What George W. Bush is to governing, Jeb is to campaigning
To be honest, I’m not exactly sure what Jeb Bush’s immigration reform plan is. And neither is Jeb.
Throughout 2012 and as late as late January of this year, Jeb was saying Republicans shouldn’t oppose a path to citizenship. Then in early March, he promotes a book saying that immigrants who came here without permission as a adults should never have a path to citizenship — unless they go back to their native country and reapply. It’s not exactly the “self-deportation” Mitt Romney advocated but it was close enough to infuriate Romney’s aides.
“Where the hell was this Jeb Bush during the campaign?” a Romney adviser told the Miami Herald.
When the blowback for that stand was gale force, Jeb seemed to waffle and said he’d be willing to consider a path to citizenship. He also explained that his book was written last year, which makes no sense because late January of 2013 wasn’t last year.
All that’s clear is Jeb has backed away from his direct plea for Republicans to embrace a path to citizenship for undocumented immigrants, which he made when it could most hurt Mitt Romney in the middle of last year.

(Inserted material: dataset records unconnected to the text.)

PR #254, opened 2022-01-15
implement all missing axis props & fix Position of tick labels

wadjih-bencheikh18:
closes : https://github.com/zakodium/react-plot/issues/214
closes : https://github.com/zakodium/react-plot/issues/239

### DIFF
--- a/src/components/Axis/HorizontalAxis.tsx
+++ b/src/components/Axis/HorizontalAxis.tsx
@@ -30,35 +30,45 @@ export default function HorizontalAxis(props: AxisRendererProps) {
     tickLabelStyle,
   } = props;
 
-  const isBottom = position === 'bottom';
+  const isBottom =
+    (position === 'bottom' && tickPosition !== 'inner') ||
+    (position === 'top' && tickPosition === 'inner');
 
-  const transform = isBottom ? `translate(0, ${plotHeight})` : undefined;
+  const transform =
+    position === 'bottom' ? `translate(0, ${plotHeight})` : undefined;
 
   const ticks = useBBoxObserver();
-  function getTickPosition(
-    position: 'inner' | 'outer' | 'center',
-    primaryTickLength: number,
-  ) {
-    const y1 = position === 'center' ? (isBottom ? -5 : primaryTickLength) : 0;
-    const y2 =
-      position === 'inner'
-        ? isBottom
-          ? -1 * primaryTickLength
-          : primaryTickLength
-        : !isBottom
-        ? -1 * primaryTickLength
-        : primaryTickLength;
-    return (value: number) => {
-      return {
-        line: {
-          x1: value,
-          x2: value,
-          y1: y1,
-          y2: y2,
-        },
-        text: { x1: value, y1: isBottom ? 16 : -12 },
-      };
+  function getTickPosition(value: number) {
+    const { y1, y2, textPosition } = GetTickY();
+    return {
+      line: {
+        x1: value,
+        x2: value,
+        y1: y1,
+        y2: y2,
+      },
+      text: {
+        x1: value,
+        y1: isBottom ? textPosition : -textPosition,
+      },
     };
+  }
+  function GetTickY() {
+    const y = isBottom ? primaryTickLength : -1 * primaryTickLength;
+    const textPosition = tickLabelStyle?.fontSize
+      ? parseFloat(tickLabelStyle.fontSize.toString())
+      : 11;
+    return tickPosition === 'center'
+      ? {
+          y1: y / 2,
+          y2: -y / 2,
+          textPosition: textPosition + primaryTickLength / 2,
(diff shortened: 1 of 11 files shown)


src/components/Axis/HorizontalAxis.tsx
```diff
@@ -28,38 +35,55 @@ export default function HorizontalAxis(props: AxisRendererProps) {
...
-        x1: value,
-        x2: value,
-        y2: !isBottom ? -5 : 5,
-      },
-      text: { x1: value, y1: isBottom ? 16 : -12 },
+  function getTickPosition(
+    position: 'inner' | 'outer' | 'center',
+    primaryTickLength: number,
+  ) {
+    const y1 = position === 'center' ? (isBottom ? -5 : primaryTickLength) : 0;
```
targos, line 42: There's some confusion in this function:
- when position is `inner`, the tick should be drawn inside the graph (below the top axis or above the bottom axis)
- when position is `outer`, the tick should be drawn outside the graph (above the top axis or below the bottom axis)
- when position is `center`, the tick should be in between (shifted by `primaryTickLength / 2`)

The text coordinates should also depend on the tick length and position of the ticks, instead of being hardcoded to 16/-12

src/components/Axis/VerticalAxis.tsx
```diff
@@ -29,14 +36,34 @@ export default function VerticalAxis(props: AxisRendererProps) {
...
-        y1: value,
-        y2: value,
-        x2: !isRight ? -5 : 5,
-      },
-      text: { y1: value, x1: isRight ? 10 : -10 },
+  function getTickPosition(
+    position: 'inner' | 'outer' | 'center',
+    primaryTickLength: number,
+  ) {
+    const x1 =
```
targos, line 43: Same comment as above regarding tick position and length.

src/components/Axis/HorizontalAxis.tsx
wadjih-bencheikh18: fixed

wadjih-bencheikh18:
in src/components/Axis/VerticalAxis.tsx
i used `textPosition: 3 + primaryTickLength,` because we need a margin between tick line and the text (3 is the margin)

wadjih-bencheikh18:
is tickLabel have to be in the plot when tickposition is "inner"?

targos:
> is tickLabel have to be in the plot when tickposition is "inner"?

I think the label should never be inside the plot.
/cc @stropitek @lpatiny

stropitek:
> I think the label should never be inside the plot.

I agree

wadjih-bencheikh18:
fixed

src/components/Axis/HorizontalAxis.tsx
```diff
@@ -28,38 +35,75 @@ export default function HorizontalAxis(props: AxisRendererProps) {
...
+      },
+      text: {
+        x1: value,
+        y1: isBottom ? textPosition : -textPosition,
       },
-      text: { x1: value, y1: isBottom ? 16 : -12 },
     };
   }
-
+  function GetTickY() {
```
targos, line 53: camelCase please

src/components/Axis/VerticalAxis.tsx
```diff
@@ -30,36 +37,70 @@ export default function VerticalAxis(props: AxisRendererProps) {
...
-        x2: !isRight ? -5 : 5,
+        x1: x1,
+        x2: x2,
       },
-      text: { y1: value, x1: isRight ? 10 : -10 },
+      text: { y1: value, x1: isRight ? textPosition : -textPosition },
     };
   }
-
+  function GetTickX() {
```
targos, line 51: ditto

src/components/Axis/VerticalAxis.tsx
```diff
@@ -30,36 +37,70 @@ export default function VerticalAxis(props: AxisRendererProps) {
...
+    const x = isRight ? primaryTickLength : -1 * primaryTickLength;
```
targos, line 52:
```suggestion
    const x = isRight ? primaryTickLength : -primaryTickLength;
```

src/components/Axis/VerticalAxis.tsx
```diff
@@ -30,36 +37,70 @@ export default function VerticalAxis(props: AxisRendererProps) {
...
+    switch (tickPosition) {
+      case 'center':
+        return {
+          x1: x / 2,
+          x2: -x / 2,
+          textPosition: 3 + primaryTickLength / 2,
```
targos, line 58: Can you put the "3" in a constant (textOffset ?) and use it everywhere? In the future it will be an option

src/components/Axis/HorizontalAxis.tsx
wadjih-bencheikh18: fixed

Jeb Bush swinging right on immigration reform would be like Mitt Romney running against universal health care
— Benjy Sarlin (@BenjySarlin) March 4, 2013
What’s hilarious is that George W. Bush’s only policy that still polls well was his belief that there should be a path to citizenship in immigration reform — 57 percent approved of the idea on a recent poll. Even Paul Ryan and Marco Rubio approve of a path to citizenship, just with tons of hoops in it.
Jeb obviously picked an issue to move to the right on to draw distinctions between his brother and himself and position himself for the 2016 primary.
Jeb needs distinctions with his brother because otherwise he’s running on this:
All of the policies that blew the surplus and added trillions to our debt.
And Jeb hasn’t even had to start talking about Iraq yet. Awesome.